Assigned task:
Every line below between the line holding "PR #933, opened 2022-03-03" and the line holding "The regression testing suite", inclusive, should be repeated exactly, and all other lines omitted.

Records from a data collection:

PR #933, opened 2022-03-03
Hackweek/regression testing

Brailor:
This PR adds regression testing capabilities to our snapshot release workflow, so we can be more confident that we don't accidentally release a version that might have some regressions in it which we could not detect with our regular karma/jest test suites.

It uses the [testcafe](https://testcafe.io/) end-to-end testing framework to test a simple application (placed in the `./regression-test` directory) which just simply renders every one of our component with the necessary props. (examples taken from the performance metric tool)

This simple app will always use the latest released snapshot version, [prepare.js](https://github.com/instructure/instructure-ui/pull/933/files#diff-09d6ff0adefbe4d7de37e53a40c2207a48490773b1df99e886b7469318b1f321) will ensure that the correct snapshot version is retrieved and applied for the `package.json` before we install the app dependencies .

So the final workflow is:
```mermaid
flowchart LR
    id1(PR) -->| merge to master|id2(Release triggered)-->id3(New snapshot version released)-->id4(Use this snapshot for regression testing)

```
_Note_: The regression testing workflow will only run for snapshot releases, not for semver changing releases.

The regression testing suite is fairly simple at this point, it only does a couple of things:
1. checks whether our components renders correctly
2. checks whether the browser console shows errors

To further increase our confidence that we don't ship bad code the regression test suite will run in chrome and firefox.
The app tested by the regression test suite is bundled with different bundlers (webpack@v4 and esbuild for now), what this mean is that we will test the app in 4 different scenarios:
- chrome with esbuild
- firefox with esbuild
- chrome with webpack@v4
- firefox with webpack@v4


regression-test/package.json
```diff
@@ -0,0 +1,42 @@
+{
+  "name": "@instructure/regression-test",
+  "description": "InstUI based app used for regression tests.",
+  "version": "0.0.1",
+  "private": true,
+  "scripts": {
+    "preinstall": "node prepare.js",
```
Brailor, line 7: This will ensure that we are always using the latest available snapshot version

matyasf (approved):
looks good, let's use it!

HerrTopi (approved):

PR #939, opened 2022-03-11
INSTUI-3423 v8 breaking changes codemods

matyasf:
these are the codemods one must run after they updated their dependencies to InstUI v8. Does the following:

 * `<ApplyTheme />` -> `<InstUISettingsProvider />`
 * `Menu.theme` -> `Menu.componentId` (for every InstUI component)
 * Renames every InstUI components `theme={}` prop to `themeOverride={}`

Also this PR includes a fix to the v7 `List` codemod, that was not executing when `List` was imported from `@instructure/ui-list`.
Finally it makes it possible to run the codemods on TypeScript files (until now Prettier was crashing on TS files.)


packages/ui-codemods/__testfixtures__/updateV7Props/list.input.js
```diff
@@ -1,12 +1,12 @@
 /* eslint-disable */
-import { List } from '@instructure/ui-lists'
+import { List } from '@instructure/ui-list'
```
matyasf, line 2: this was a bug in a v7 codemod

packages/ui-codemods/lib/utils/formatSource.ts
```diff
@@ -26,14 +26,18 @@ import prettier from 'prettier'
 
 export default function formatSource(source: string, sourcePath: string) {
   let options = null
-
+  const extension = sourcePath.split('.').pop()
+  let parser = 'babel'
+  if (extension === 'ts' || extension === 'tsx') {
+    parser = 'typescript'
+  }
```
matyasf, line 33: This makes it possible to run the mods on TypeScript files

---

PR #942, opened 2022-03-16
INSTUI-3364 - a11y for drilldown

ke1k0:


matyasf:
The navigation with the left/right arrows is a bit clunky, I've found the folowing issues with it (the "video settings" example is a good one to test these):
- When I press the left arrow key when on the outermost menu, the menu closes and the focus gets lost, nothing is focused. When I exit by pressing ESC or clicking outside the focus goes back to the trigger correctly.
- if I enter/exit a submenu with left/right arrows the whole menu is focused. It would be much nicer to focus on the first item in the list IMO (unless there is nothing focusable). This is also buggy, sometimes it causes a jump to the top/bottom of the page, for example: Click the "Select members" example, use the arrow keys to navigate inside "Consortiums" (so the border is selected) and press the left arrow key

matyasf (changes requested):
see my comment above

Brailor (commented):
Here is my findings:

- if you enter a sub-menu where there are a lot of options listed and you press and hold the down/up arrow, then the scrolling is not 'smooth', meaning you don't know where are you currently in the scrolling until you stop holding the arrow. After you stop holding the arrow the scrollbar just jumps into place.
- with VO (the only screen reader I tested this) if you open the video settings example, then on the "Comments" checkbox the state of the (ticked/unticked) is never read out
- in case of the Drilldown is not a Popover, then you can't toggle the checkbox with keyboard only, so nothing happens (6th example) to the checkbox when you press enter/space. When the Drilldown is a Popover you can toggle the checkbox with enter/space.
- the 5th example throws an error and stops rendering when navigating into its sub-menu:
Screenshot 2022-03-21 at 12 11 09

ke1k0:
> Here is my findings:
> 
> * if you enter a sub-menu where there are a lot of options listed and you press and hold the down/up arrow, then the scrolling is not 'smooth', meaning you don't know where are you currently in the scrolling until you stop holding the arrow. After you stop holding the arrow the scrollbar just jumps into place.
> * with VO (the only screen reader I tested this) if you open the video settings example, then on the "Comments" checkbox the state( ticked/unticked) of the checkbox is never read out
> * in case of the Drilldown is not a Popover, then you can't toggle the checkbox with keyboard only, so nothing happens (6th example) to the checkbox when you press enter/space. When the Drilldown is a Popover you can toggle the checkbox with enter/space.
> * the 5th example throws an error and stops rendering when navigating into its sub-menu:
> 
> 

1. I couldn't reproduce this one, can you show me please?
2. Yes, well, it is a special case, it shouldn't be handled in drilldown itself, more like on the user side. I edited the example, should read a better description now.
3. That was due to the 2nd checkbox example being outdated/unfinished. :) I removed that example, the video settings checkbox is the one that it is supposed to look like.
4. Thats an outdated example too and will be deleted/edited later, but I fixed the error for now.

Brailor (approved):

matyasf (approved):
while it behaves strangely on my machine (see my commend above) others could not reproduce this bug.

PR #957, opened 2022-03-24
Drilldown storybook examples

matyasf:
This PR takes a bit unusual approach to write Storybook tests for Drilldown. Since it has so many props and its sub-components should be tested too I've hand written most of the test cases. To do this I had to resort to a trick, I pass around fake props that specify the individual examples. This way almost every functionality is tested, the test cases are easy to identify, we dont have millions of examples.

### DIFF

Completed task:
PR #933, opened 2022-03-03
Hackweek/regression testing

Brailor:
This PR adds regression testing capabilities to our snapshot release workflow, so we can be more confident that we don't accidentally release a version that might have some regressions in it which we could not detect with our regular karma/jest test suites.

It uses the [testcafe](https://testcafe.io/) end-to-end testing framework to test a simple application (placed in the `./regression-test` directory) which just simply renders every one of our component with the necessary props. (examples taken from the performance metric tool)

This simple app will always use the latest released snapshot version, [prepare.js](https://github.com/instructure/instructure-ui/pull/933/files#diff-09d6ff0adefbe4d7de37e53a40c2207a48490773b1df99e886b7469318b1f321) will ensure that the correct snapshot version is retrieved and applied for the `package.json` before we install the app dependencies .

So the final workflow is:
```mermaid
flowchart LR
    id1(PR) -->| merge to master|id2(Release triggered)-->id3(New snapshot version released)-->id4(Use this snapshot for regression testing)

```
_Note_: The regression testing workflow will only run for snapshot releases, not for semver changing releases.

The regression testing suite is fairly simple at this point, it only does a couple of things:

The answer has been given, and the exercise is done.